Following the previous week of DDoS attacks and the database leak of Gawker, McDonalds has fallen victim to a similar fate. McDonalds is now warning customers that signed up for any promotions or registered at any McDonalds online site that their email addresses and other personal data has been obtained by an unauthorized third party.
The fast-food restaurant placed up a FAQ page on their website regarding exactly what was breached in the attack. Included with the unauthorized access to customer emails, the third-party also got names, postal addresses, home or cell phone numbers, birth date, gender, and information about promotional preferences or web-based interests. Social Security Numbers and credit card numbers however were not included in the security breach as McDonalds does not store that information.

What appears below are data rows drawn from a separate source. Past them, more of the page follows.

PR #670, opened 2020-09-17
Allow no-error case in binding generator and add error checking of Ptr returns

jmert:
This is a small follow-up to #664.

The first change is to add a way to not emit an error check into the wrapper function since I found two current cases where the functions are documented to not have return values that indicate error. (In both cases, they return unsigned data types, so the current `< 0` check is eventually elided by LLVM's dead code elimination since the branch can never be true).
* `H5Pget_driver_info` will return a pointer to a driver-specific data structure which may include `NULL` if the driver has no such data structure.
* `H5Tget_member_offset` will not error, and the docs say that error states are checked instead through first checking if `H5Tget_member_class` errors or not.

I discovered these in trying to make sure that all stated return types are handled, and it was clear that for `Ptr` and `Csize_t` the `< 0` check didn't make sense.

The second change is currently unused (since `H5Pget_driver_info` is marked as not erroring), but I added in an error handler for `Ptr` return values that considers `C_NULL` return to be an error.


src/api.jl
```diff
@@ -485,7 +485,6 @@ end
 
 function h5p_get_driver_info(plist_id)
     var"#status#" = ccall((:H5Pget_driver_info, libhdf5), Ptr{Cvoid}, (Hid,), plist_id)
-    var"#status#" < 0 && error("Error getting driver info")
```
musm, line 488: Is the CNull error handling here not being picked up?

jmert: No, that's on purpose — [`H5Pget_driver_info`](https://support.hdfgroup.org/HDF5/doc/RM/H5P/H5Pget_driver_info.htm) doesn't error because it's valid for the driver to not have extra info. That's the reason I had to allow for a no-error case in the generator (setting `err = nothing` by default in the macro definition).

musm: Oh I see err has to be set and the return type has to be Ptr for that case to be generated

The data collected was from users who registered on one or more of the following McDonalds websites: McDonalds.com, 365Black.com, McDonalds.ca, mcdonaldsmom.com, mcdlive.com, monopoly.com, playatmcd.com, or meencanta.com. These are the websites dealing with promotions offered by the company.
McDonalds has stated that if you are affected, they will attempt to send you an email stating that your information was compromised. This data was strictly information used on promotional sites and does not include enough to commit identity theft.
McDonalds has aslo been working with law enforcement authorities to investigate the matter. They warn multiple times to not give any personal information to anyone who may be posing as a McDonalds official as the company will never ask for that information from you, and that instead you should report the phishing attempt to 800-244-6227.
While there is no solid evidence that the same group has been behind all of these attacks, the point has been made that our data is not as secure as we once thought it to be and new security measures for protecting databases should be instated. McDonalds takes this matter very seriously and is doing what they can to find those responsible.